As ações do Projeto “A Leitura que Liberta” que viabiliza a remissão de pena a detentos do Sistema Penitenciário do Estado por meio da leitura de livros e produção textual, até então restritas à Região Metropolitana de Belém (RMB), serão expandidas, a partir de agora, para os municípios de Santarém, Marabá e Abaetetuba.
Para colocar em prática esse propósito, dirigentes do Tribunal de Justiça do Estado (TJPA), da Secretaria de Estado de Educação (Seduc), da Superintendência do Sistema Penitenciário do Pará (Susipe) e Defensoria Pública do Estado assinaram Acordo de Cooperação Técnica no Salão Nobre do TJPA na segunda-feira (11/06).
O projeto contribui para diminuir a pena privativa de liberdade por meio da sistemática em que a cada obra lida e produção escrita elaborada em 30 dias são descontados quatro dias da pena total do detento, ou seja, 12 livros lidos ao ano correspondem a 48 dias a menos da pena.
Com vigência de três anos do projeto, o Acordo de Cooperação Técnica viabiliza a implantação das ações, inicialmente, no Centro de Recuperação Agrícola Mariano Antunes (Crama), em Marabá; Centro de Recuperação Feminino de Marabá; Centro de Recuperação Regional Sílvio Hall de Moura, em Santarém; Centro de Recuperação Feminino de Santarém e no Centro de Recuperação Regional de Abaetetuba.

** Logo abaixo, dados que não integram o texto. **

PR #297, opened 2017-10-02
Add high voltage for static pages

jessieay:
* Now, creating any file within the `app/views/pages/FILENAME` directory will
create a view at the route`/pages/FILENAME`
* Moved existing static pages to `static_pages` dir to avoid namespace
conflict with High Voltage
https://github.com/thoughtbot/high_voltage


app/controllers/static_pages_controller.rb
```diff
@@ -1,4 +1,4 @@
-class PagesController < ApplicationController
+class StaticPagesController < ApplicationController
```
jayroh: Does `ApplicationController` get extended by high_voltage? Or should this be subclassing a controller provided by high_voltage?

jessieay: this controller is separate from HighVoltage, by default HV uses `PagesController`, which is why I renamed this existing controller

PR #300, opened 2017-10-03
Save error info for all failed driving attempts

jayroh:
When driving errors out, we should get some visibility into _why_ things
failed. The information we have available upon exceptions being caught
are the exceptions themselves, the message property in the exception,
the current page object we are attempting to run, and the contents of
the page we are on currently.


jayroh:
[As a developer, I want to know to know relevant information about why a drive failed](https://trello.com/c/op1BJO6U/346-as-a-developer-i-want-to-know-to-know-relevant-information-about-why-a-drive-failed)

O projeto também deverá chegar, em breve, a outras unidades prisionais nos municípios de Tucuruí, Bragança, Cametá, Altamira, Mocajuba, Salinópolis, Itaituba, Capanema e Redenção.
Caminhos
O projeto “A Leitura que liberta” começou as atividades em 2015, abrangendo as unidades prisionais Centro de Recuperação Feminino (CRF), Centro de Progressão Penitenciária (CPP 2), Colônia Penal Agrícola de Santa Izabel (Cepase) e Centro de Recuperação Regional de Cametá (CRRCAM), em Belém, e ainda o Centro de Recuperação Regional de Castanhal (CRRCA), em Castanhal.  Em 2018, o projeto chegou ao Centro de Recuperação do Coqueiro (CRC) e Presídio Estadual Metropolitano (PEM I). O projeto atende 140 detentos na Grande Belém e Castanhal, mediante a atuação de 14 professores, de acordo com levantamento da Seduc.

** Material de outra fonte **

PR #301, opened 2017-10-03
Medicaid application, Introduction pages

rachelcope:
Changes
=======
* Initial styles for Medicaid application
* Add initial pages for Location, Add primary member, Add household member, Household overview
* Add styles for yes/no, next buttons.

screen shot 2017-10-03 at 3 06 33 pm
screen shot 2017-10-03 at 3 06 39 pm
screen shot 2017-10-03 at 3 06 46 pm
screen shot 2017-10-03 at 3 06 52 pm

### DIFF
--- a/app/views/pages/medicaid/intro_household.erb
+++ b/app/views/pages/medicaid/intro_household.erb
@@ -1,0 +1,33 @@
+<h4 class="step-header step-header__title--centered">Introduction</h4>
+
+<div class="form-card">
+  <header class="form-card__header">
+    <div class="form-card__title">Now tell us about any other people in your household.</div>
+    <p class="text--help text--centered">
+      This includes everyone who lives in your home (including you), even if they are not seeking benefits today.
+    </p>
+  </header>
+
+  <div class="form-card__content">
+    <div class="slab slab--not-padded">
+      <div class="card card--narrow">
+        <p>
+          <i class="button__icon--left icon-check icon-check--color"></i>
+          Harriett Fletcher (That’s you!)
+        </p>
+
+        <a href="/pages/medicaid/intro_household_member" class="button button-full-width button-bold">
+          <i class="button__icon--left icon-add"></i>
+          Add a member
+        </a>
+
+      </div>
+    </div>
+  </div>
+
+  <footer class="form-card__button_right">
+    <a href="#" class="button button--nav button--nav-center button--cta button--full-width">
+      Next
+    </a>
+  </footer>
+</div>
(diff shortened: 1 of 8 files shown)


app/views/pages/medicaid/intro_household.erb
```diff
@@ -0,0 +1,33 @@
...
+      This includes everyone who lives in your home (including you), even if they are not seeking benefits today.
+    </p>
+  </header>
+
+  <div class="form-card__content">
+    <div class="slab slab--not-padded">
+      <div class="card card--narrow">
+        <p>
+          <i class="button__icon--left icon-check icon-check--color"></i>
+          Just me!
```
jessieay: will this change dynamically if there is more than one person? Just curious / thinking ...

app/views/pages/medicaid/intro_household.erb
```diff
@@ -0,0 +1,33 @@
...
+          <i class="button__icon--left icon-add"></i>
+          Add a member
+        </a>
+
+      </div>
+    </div>
+  </div>
+
+  <footer class="form-card__button_right">
+    <a href="" class="button button--nav button--nav-center button--cta button--full-width">
```
jessieay: I *think* that setting the href value to `"#"` is perhaps better? Maybe it doesn't really matter...

app/views/pages/medicaid/intro_household_member.erb
```diff
@@ -0,0 +1,32 @@
...
+  </header>
+
+  <div>
+    <label class="form-question" for="example_text">What is their first name?</label>
+    <input type="text" class="text-input" name="example_text">
+
+    <label class="form-question" for="example_text">What is their last name?</label>
+    <input type="text" class="text-input"  name="example_text">
+
+    <label class="form-question" for="example_text">What is their gender?</label>
```
jessieay: didn't we want some helper text on this re: "Gender on license" or something? I know all of us would love to make this non-binary but we need to collect the info the gov't wants

rachelcope: 💯  @alanjosephwilliams do you have some good copy/helper text for this question?

app/views/pages/medicaid/intro_household.erb
rachelcope: Yes, it will change to Member Name (Me!). If we want to avoid that dynamic change, I can update it with that text even for one person

danielladevera:
my thumbs up with the copy change for gender help text

PR #302, opened 2017-10-03
Use different email subject/body when client in office

jessieay:
**WHY**: to alert office staff


jessieay:
[Change our email subject line and body to copy to reflect origin of the application (in-office or no, which office)](https://trello.com/c/zNa6NF3P/367-change-our-email-subject-line-and-body-to-copy-to-reflect-origin-of-the-application-in-office-or-no-which-office)

jessieay:
@jayroh agreed!

PR #303, opened 2017-10-04
Display driving-related errors in the dashboard

jayroh:
After an application has been driven and runs into a problem, we save
that information in the `driver_errors` table. To get better vsibility
into these instances we should be able to see what's happened in the
admin/dashboard.

Snap applications now have a different color background based on the
status of their previously attempted drives.

snap_applications_-_michigan_benefits

show_snap_application__2_-_michigan_benefits

show_drivererror__1_-_michigan_benefits


jayroh:
[Inspect failed driving sessions from the admin dashboard](https://trello.com/c/ldj6gV8S/318-inspect-failed-driving-sessions-from-the-admin-dashboard)

spec/models/snap_application_spec.rb
```diff
@@ -183,4 +183,33 @@
...
+      it "returns :drive_none" do
+        snap_application = create(:snap_application)
+
+        expect(snap_application.drive_status).to eq :drive_none
+      end
+    end
+
+    context "when there are drive attempts and no errors" do
+      it "returns :drive_in_flight" do
+        driven_application = create(:driver_application)
```
jessieay: the naming in this spec is a bit confusing -- a driven application is an instance of drive application and driven application has a snap application. 

Maybe it should be `completed_driver_application` or something like that instead?

app/models/snap_application.rb
```diff
@@ -54,6 +55,16 @@ class SnapApplication < ApplicationRecord
     where.not(id: Export.emailed_client.succeeded.application_ids)
   end)
 
+  def drive_status
+    if driver_applications.any? && driver_errors.empty?
+      :drive_in_flight
```
jessieay: given the conditionals I am reading above, I wouldn't expect this status to be `in flight` -- maybe something like `successfully completed` instead?  What do you think, is there a clearer way we could know that a drive is in progress?

app/dashboards/snap_application_dashboard.rb
```diff
@@ -59,26 +59,26 @@ class SnapApplicationDashboard < Administrate::BaseDashboard
     vehicle_income: Field::Boolean,
     zip: Field::String,
     members: Field::HasMany,
+    driver_errors: Field::HasMany,
   }.freeze
 
   COLLECTION_ATTRIBUTES = %i[
     id
-    signature
```
jessieay: good call, don't think this added much 🍓

spec/models/snap_application_spec.rb
```diff
@@ -183,4 +183,33 @@
...
+        snap_application = driven_application.snap_application
+
+        expect(snap_application.drive_status).to eq :drive_in_flight
+      end
+    end
+
+    context "when there are drive attempts and no errors" do
```
jessieay: I think this spec description needs an update 🐦 👁

app/models/snap_application.rb
```diff
@@ -54,6 +55,16 @@ class SnapApplication < ApplicationRecord
...
+    elsif driver_applications.any? && driver_errors.any?
```
jessieay: hat if an earlier drive had errors but a newer drive does not?

jayroh:
> Would love to see a screenshot

Ask and ye shall receive!

app/models/snap_application.rb
jayroh: What do you think about - upon re-drive we delete the existing driver errors?

app/models/snap_application.rb
jayroh: yeah good call!

spec/models/snap_application_spec.rb
jayroh: aye aye aye

app/models/snap_application.rb
jessieay: I like that, although it *could* prove challenging if we re-drive something and want to remember why it failed previously (eg: we manually update the data to make it pass but want to pass without manual intervention in the future). Perhaps we do not delete and look at the latest driver application instead?

app/models/snap_application.rb
```diff
@@ -54,6 +55,16 @@ class SnapApplication < ApplicationRecord
     where.not(id: Export.emailed_client.succeeded.application_ids)
   end)
 
+  def drive_status
+    if driver_applications.any? && driver_errors.empty?
```
jessieay: `driver_applications.any? && driver_application.last.errors.empty?`

app/models/snap_application.rb
```diff
@@ -54,6 +55,16 @@ class SnapApplication < ApplicationRecord
...
+      :drive_success
+    elsif driver_applications.any? && driver_errors.any?
```
jessieay: `driver_applications.any? && driver_application.last.errors.any?`

app/views/admin/snap_applications/index.html.erb
```diff
@@ -58,6 +58,26 @@ It renders the `_table` partial to display details about the resources.
...
 
+<section class="main-content__snap-application-legend">
+  <strong>Legend:</strong>
+
+  <span class="drive_success">
+    Successful Drive
+  </span>
+
+  <span class="drive_in_flight">
+    Driving In Progress
```
jessieay: seems like we don't have anything to put in this column for now -- remove or update logic to have in flight be a thing?

jayroh: I'll remove this for now bc, yeah - if it's not a thing, it shouldn't be here!

jayroh:
Ready for re-review / acceptance, @jessieay

jayroh:
> Before you merge, just wanted to make sure you saw these comments (swallowed by GH: #303 (comment))

Yup. I made the changes you suggested.

> Do you foresee any issues with the way we are looking for errors in a world where we are doing multiple drives?

> I like the idea of preserving errors from multiple drives so we can more effectively debug errors that we manually fix on subsequent drives, so maybe that means we will need to look at errors per-drive somehow?

I think preserving them is a good idea. If we look at when the errors occurred we can essentially clump them together?  Or maybe add another field to the errors where it's a timestamp for the time a particular parent "driver_application" is run?

jessieay:
> Or maybe add another field to the errors where it's a timestamp for the time a particular parent "driver_application" is run?

I like that! Then we can find the latest errors easily

jayroh:
Going to merge this in and get another PR out.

Agora, a partir com Acordo de Cooperação Técnica, serão formadas turmas de detentos a serem atendidos nas unidades prisionais de Abaetetuba, Marabá e Santarém. São sempre dois professores por unidade prisional. De 215 até abril de 2017, 480 detentos leitores foram atendidos pelo Projeto “A Liberdade que Liberta”.